It gets bantered around a lot here as to just what a Christian fundamentalist in today's world is and I must admit that even I sometimes have difficulty identify the concept even though I had the unfortunate experience of growing up in a fundamentalist church. However, one thing I am absolutely sure of is that they pose the greatest threat to the freedoms that Americans have historically enjoyed in this country, and with their recent successes in the body politic they pose more of a threat than Al-Quedia will ever pose.

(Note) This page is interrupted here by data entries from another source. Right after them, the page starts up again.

Issue #725, opened 2019-03-21
Run `Windows` tests on Travis CI 


yebai:
Travis CI now has [support](https://blog.travis-ci.com/2018-10-11-windows-early-release) for `Windows`. Given that Appveyor is painfully slow at the moment, we should probably try to replace Appveyor with Travis CI at some point. This allows us to use a unified test setup for all environments (Windows, Linux, OSX). 

Related: https://github.com/TuringLang/Turing.jl/issues/530

KDr2:
@TuringBenchBot bm("issue-725")
// just for test.

TuringBenchBot:
Hi Sir, a new benchmark job will be dispatched soon at your command,
you can track it here: https://github.com/TuringLang/TuringBenchmarks/issues/25.

TuringBenchBot:
Hi Sir, a new benchmark job will be dispatched soon at your command,
you can track it here: https://github.com/TuringLang/TuringBenchmarks/issues/26.

yebai:
Closed in favour of #823

PR #728, opened 2019-03-25
[WIP] Run test on windows@travis

KDr2:
#725

### DIFF
--- a/.travis.yml
+++ b/.travis.yml
@@ -25,6 +25,12 @@ jobs:
         - if [[ -a .git/shallow ]]; then git fetch --unshallow; fi
         - julia --check-bounds=yes -e 'using Pkg;
                    Pkg.test("Turing"; coverage=true)'
+    - stage: test
+      os: windows
+      language: c
+      env: STAGE=test
+      script:
+        - ./test/windows-travis.sh
     - stage: numerical
       allow_failures: true
       julia: 1.0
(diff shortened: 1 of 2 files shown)


KDr2:
After spending several hours on this task, I think the Windows platform of the Travis-CI is not available now:

1. The booting time of the virtual machine is not stable, sometimes it takes more than 5 mins to boot a virtual machine, sometimes it takes 10 secs to boot.
2. After the virtual machine boots, it hangs for a long time, usually longer the 5 mins, before it starts to the tasks.
3. It has a misery performance, many times the test fails with a "no output captured for more than 10 mins ...." message.
4. The most common situation, the job is marked as failed while it is still running, (at least looks like still running), no error message from the test cases, no error message from the CI platform, it just fails.

So I think it is not generally available so far.

I wrote a bash script to run the CI tasks in this PR, we can keep it for later use(when Travis's Windows is production ready) if possible.

If the reason we want to run test cases on Travis' Windows is that Appveyor is too slow, I think we can comment out the x86 platform and only keep x64 on Appveyor.

@yebai

KDr2:
See https://travis-ci.org/TuringLang/Turing.jl/jobs/510941663, the test job hangs and fails with no error.

yebai:
Closed in favour of https://github.com/TuringLang/Turing.jl/pull/823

It concerns me that many Democrats here just really don't seem to understand how dangerous these people are and then rationalize them as neanderthals and quirks of nature, that is a serious mistake in light of how organized they have become in recent decades. At any rate I found this definition on the net today and I thought it pretty comprehensively describes what the Christian fundamentalist movement is in America today and that I would share it and the related article that goes with it.
Defining Fundamentalism: Given the many disparate uses of the concept, it is not surprising that fundamentalism has not been easy to define. Several recent works are helpful in developing a conceptual understanding of the phenomenon. Three important works are examined here:
Bruce Lawrence, Defenders of God: The Fundamentalist Revolt Against the Modern Age
Lawrence defines fundamentalism as " the affirmation of religious authority as holistic and absolute, admitting of neither criticism nor reduction; it is expressed through the collective demand that specific creedal and ethical dictates derived from scripture be publicly recognized and legally enforced ."
Lawrence argues that fundamentalism is a specific kind of religious ideology. It is antimodern, but not antimodernist. In other words, it rejects the philosophical rationalism and individualism that accompany modernity, but it takes full advantage of certain technological advances that also characterize the modern age. The most consistent denominator is opposition to Enlightenment values. Lawrence believes that fundamentalism is a world-wide phenomena and that it must be compared in various contexts before it can be understood or explained with any clarity.
Lawrence ends his general discussion by listing five "family resemblances" common to fundamentalism. 1) Fundamentalists are advocates of a minority viewpoint. They see themselves as a righteous remnant. Even when they are numerically a majority, they perceive themselves as a minority. 2) They are oppositional and confrontational towards both secularists and "wayward" religious followers. 3) They are secondary level male elites led invariably by charismatic males. 4) Fundamentalists generate their own technical vocabulary. 5) Fundamentalism has historical antecedents, but no ideological precursor.
The Fundamentalism Project, directed and edited by Martin E. Marty and Scott Appleby (see bibliography below for publications resultling from this project)
The American Academy of Arts and Sciences funded a multiyear project that brought scholars from around the world together to study Fundamentalism. Ultimately they produced 5 volumes containing almost 8,000 pages of material. Admitting some difficulty with the term, the project opts to use it anyway for a variety of reasons. Essentially, they argue that it is commonly accepted, here to stay, and the best term anyone can come up with for this phenomena. The last chapter of volume 1, Fundamentalisms Observed, discusses the "family resemblances" found in the various chapters.
These family resemblances include:
religious idealism as basis for personal and communal identity;
fundamentalists understand truth to be revealed and unified;
it is intentionally scandalous, (similar to Lawrence's point about language -- outsiders cannot understand it);
fundamentalists envision themselves as part of a cosmic struggle;
they seize on historical moments and reinterpret them in light of this cosmic struggle;
they demonize their opposition and are reactionary;
fundamentalists are selective in what parts of their tradition and heritage they stress;
they are led by males;
they envy modernist cultural hegemony and try to overturn the distribution of power.